No Expiry Date on Value
So, is there a sell-by date on usefulness? The evidence screams: absolutely NOT! If anything, by ignoring or ejecting older workers, companies stymie growth, lose mentorship, and destabilise teams.
Sure, we may not run as fast as we once did, but we run smarter. We don’t just bring skills; we bring scars, stories, shortcuts, and a sense of perspective younger colleagues don’t yet have. And in turbulent times, that stability is gold dust.

Evergreen, Not Expired
As I sit here contemplating the looming 57th candle on my cake, I don’t feel done. Far from it. I feel overflowing with skills, experience, and knowledge. If anything, I feel under-utilised. Like a well-worn tool – one that not only still gets the job done, but has been smoothed and refined over time to make the task easier, quicker, and cleaner.

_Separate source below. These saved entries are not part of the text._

PR #2159, opened 2024-03-25
compiler: use build tags instead of runtime.GOARCH to select ISA

orsinium:
Select the right ISA in `isa.go` statically using build tags instead of a runtime switch on `runtime.GOARCH`. It makes the build faster and is required for building wazero with tinygo.


orsinium:
> Unfortunate that this is needed, but fine if so.

Using build tags instead of switches better matches the rest of the codebase. The only other places with `switch runtime.GOARCH` are in tests. I think it's nice to consistently use build tags especially because it makes both runtime and compilation faster.

> TinyGo doesn't resolve runtime.GOOS at compile time?

Perhaps, dead code elimination happens after type checking. I don't know much about how TinyGo works. I simply run `tinygo build` on the project and see what explodes.

evacchi (approved):
I think this should be fine 🤔

Issue #1854, opened 2023-11-30
wazero running on embedded systems


deadprogram:
I would like to be able to do something like WAMR https://github.com/bytecodealliance/wasm-micro-runtime for embedded systems, but to use wazero as the code/runtime to do this.

Ideal scenario would be that I would be able to run:
```
cd /path/to/repo/wazero-micro
tinygo build -o wazero-micro.uf2 -target itsybitsy-m4 .
```
and get a binary I can then flash onto that MCU with the wazero runtime. The binary would contain a minimal version of the wazero runtime.

Pretty sure this could be done with WAMR, but it requires also using an RTOS like Zephyr. Wazero would be running bare metal on the hardware e.g. "The Go runtime is your RTOS"
Also, it would be great to have a pure Go stack able to do this without needing any other languages/compilers.

Specific hardware functionality can be exposed to WASM modules via host functions.
Deciding on how to load new WASM code onto the device can be part of the host program, for example via serial port/OTA updates/etc.

evacchi:
A few days ago I ran the same thought experiment. Wazero already builds fine to wasm using the plain Go compiler (and then you can even run wazero-on-wazero in interpreter mode).

I think the bulk of the work is in the syscalls (which are mostly in the WASI lib implementation). e.g. your command fails with

      ❯ tinygo build -o wazero-micro.uf2 -target itsybitsy-m4
      # github.com/tetratelabs/wazero/internal/platform
      internal/platform/mmap_unix.go:42:22: undefined: syscall.Syscall
      internal/platform/mmap_unix.go:42:38: undefined: syscall.SYS_MPROTECT

evacchi:
hey this is awesome!

evacchi:
using this issue to track the related PRs

- https://github.com/tetratelabs/wazero/pull/2159
- https://github.com/tetratelabs/wazero/pull/2160
- https://github.com/tetratelabs/wazero/pull/2161
- https://github.com/tetratelabs/wazero/pull/2162
- https://github.com/tetratelabs/wazero/pull/2163

deadprogram:
We made it! Thank you to @orsinium @evacchi @achille-roussel and everyone else who helped make this happen.

I will close this issue now. We can open smaller more focused individual issues for anything else that we want to work on related to this area.

Thanks again!

paralin:
This is awesome! Thanks for the incredible work!

ncruces:
[...]

PR #2160, opened 2024-03-25
wasi: support building internal/sysfs with TinyGo

orsinium:
Support for building internal/sysfs package with TinyGo. The changes are sufficient to compile the sysfs package for use in cmd/wazero and for [mechanoid](https://github.com/hybridgroup/mechanoid). More changes are needed to compile other packages, I'll deliver it in follow-up PRs.

I didn't implement some of the methods for tinygo version, like `dirFs.Link`. Somehow it compiles without them. Probably, they are not used by the relevant code. I'll provide the implementation later if needed.

related: https://github.com/tetratelabs/wazero/issues/1854


evacchi:
Maybe we should add a CI job to build against tinygo so that we can validate this. e.g. at the beginning we could just build the packages we know that work; at the end of the patch series we delete the package list and just `tinygo build` 

e.g. if I build this I am currently getting a few errors:

```
❯ tinygo build ./internal/sysfs/.
# github.com/tetratelabs/wazero/experimental/sys
experimental/sys/syscall_errno.go:19:15: undefined: syscall.EBADF
experimental/sys/syscall_errno.go:23:15: undefined: syscall.EFAULT
experimental/sys/syscall_errno.go:29:15: undefined: syscall.EIO
experimental/sys/syscall_errno.go:33:15: undefined: syscall.ELOOP
```

/cc @ncruces WDYT

ncruces:
Agree that some validation would be interesting.

orsinium:
Is it possible to build a non-main package? 🤔 

```
$ tinygo build ./internal/sysfs/.
panic: expected main package to have name 'main'

goroutine 1 [running]:
...
	/__w/tinygo/tinygo/main.go:1586 +0x368d
```

orsinium:
I'm going to deliver the rest of the changes very soon anyway, so we will be able to build with tinygo the whole project at once, without bothering with per-package builds. Running tests on tinygo will require much more effort, though, like using [tinytest](https://github.com/orsinium-labs/tinytest).

evacchi:
running the tests might be more challenging, but at least having a `tinygo build` in ci might be worth it

orsinium:
I've added TinyGo build on CI, see  #2163.

internal/sysfs/dirfs_go.go
evacchi, line 1: this naming convention looks sort-of weird to me, because "_go" should be the default. I understand the reason for doing it, but it's the first time I see it. @ncruces, @achille-roussel WDYT?

we have often adopted the `<base>_unsupported.go` convention for platforms that do not support a particular feature. See also the comment for sockets.

internal/sysfs/sock_go.go
```diff
@@ -0,0 +1,56 @@
+//go:build !tinygo
```
evacchi, line 1: will sockets be used at all in the tinygo version? If they won't maybe it's worth keeping `sock.go` the default (`//go:build !tinygo`) and then stub everything in `sock_tinygo.go` (`//go:build tinygo`)

I am afraid all these bifurcated code paths might become confusing

Notice that there is already a `sock_unsupported.go` with heading:

```
//go:build !linux && !darwin && !windows
```

maybe it's enough to add `|| tinygo` there?

deadprogram: > will sockets be used at all in the tinygo version?

I hope so, yes.

deadprogram: > If they won't maybe it's worth keeping sock.go the default (//go:build !tinygo) and then stub everything in sock_tinygo.go (//go:build tinygo)

That sounds like a good idea, since I do not know timeframe for the sockets support.

internal/sysfs/dirfs_go.go
ncruces: I've never seen that convention, if there is one.

deadprogram:
OK, so hopefully to summarize:

- rename `dirfs_go.go` to `dirfs_link_supported.go`
- add a file `dirfs_link_unsupported.go` for the tinygo build tag
- rename `sock_go.go` back to `sock.go`
- we already have `sock_tinygo.go` so no change needed there.

Is that correct?

evacchi:
yep that sounds good

deadprogram:
@evacchi we cannot just rename `sock_go.go` to `sock.go` as that file already exists, as pointed out to me by @orsinium 

How about we instead, we 
- rename `sock_go.go` to `sock_big.go`
- rename `sock_tinygo.go` to `sock_tiny.go`

orsinium:
About the "sock" naming (to add context on Ron's message above): "rename sock_go.go back to sock.go" is not right because there is already "sock.go". Putting sock_go.go contents back into sock.go makes these methods to be double implemented when building with TinyGo. And if I exclude socks.go from tinygo, then the rest of the socks.go content is reported as not implemented. The option that Eduardo suggested to bootstrap everything in sock_unsupported.go increases the amount of code a lot and makes sockets for unsupported platfroms to be not implemented at all instead of being implemented partially, which changes the existing logic. To preserve the same behavior, I'd have to literally copy-paste everything from sock.go into sock_unsupported.go, which is about 200 lines of code.

The decision we made to change `_go.go` and `_tinygo.go` to `_big.go` and `_tiny.go`. We consider refactoring the structure of these files later, when we work on the actual sockets support for TinyGo. For now, the goal is to have at least "wasm-unknown" modules working with tinygo-compiled wazero.

deadprogram:
@evacchi anything else needed for this PR?

evacchi:
please check this commit https://github.com/evacchi/wazero/commit/15c25d01ec82e1c6ca08a4f0460c5f174d5e86c0 
This approach won't require adding any new files for sockets, it just shuffles a few things around. Also, notice that `Link` no longer panics but it just returns ENOSYS. 

If that's ok I can push it to this PR, or you can cherry-pick. Double-check if that works for you.

deadprogram:
@evacchi that looks good! You can push it to this PR and then merge. Thank you!

evacchi:
looks like I can't just push here, you can merge this PR @orsinium  https://github.com/orsinium-forks/wazero/pull/2

orsinium:
@evacchi I've merged your PR and added you and @deadprogram to the fork repo. Since I use an organization for forks, Github doesn't allow upstream maintainers to push into PR branches. That's an interesting quirk of Github.

deadprogram:
@evacchi this branch now includes https://github.com/evacchi/wazero/commit/15c25d01ec82e1c6ca08a4f0460c5f174d5e86c0 so it should be ready. Thanks @orsinium and @evacchi !

evacchi (approved):
thanks!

To apply ageism is to waste that potential. It’s to doom your organisation to repeat the same mistakes we already learned from – often painfully – thirty years ago. It’s to operate in a vacuum of ignorance when a deep well of experience is sitting right there, ready to be tapped. It’s to dismiss not just what older workers can do, but what they can prevent.
Older employees aren’t a burden. We’re a force multiplier. We’re the stabilisers on the bike, the compass in the fog, the memory card that stops the whole system from crashing. Ignore us, and you’re not just disrespecting people – you’re sabotaging your own progress.
So, am I past my sell-by date? Hardly. If anything, I’m more valuable now than ever – and so are millions like me. All we need is the opportunity to prove it.
And just in case anyone’s wondering – yes, I’m still available, by the way. Just DM me dude!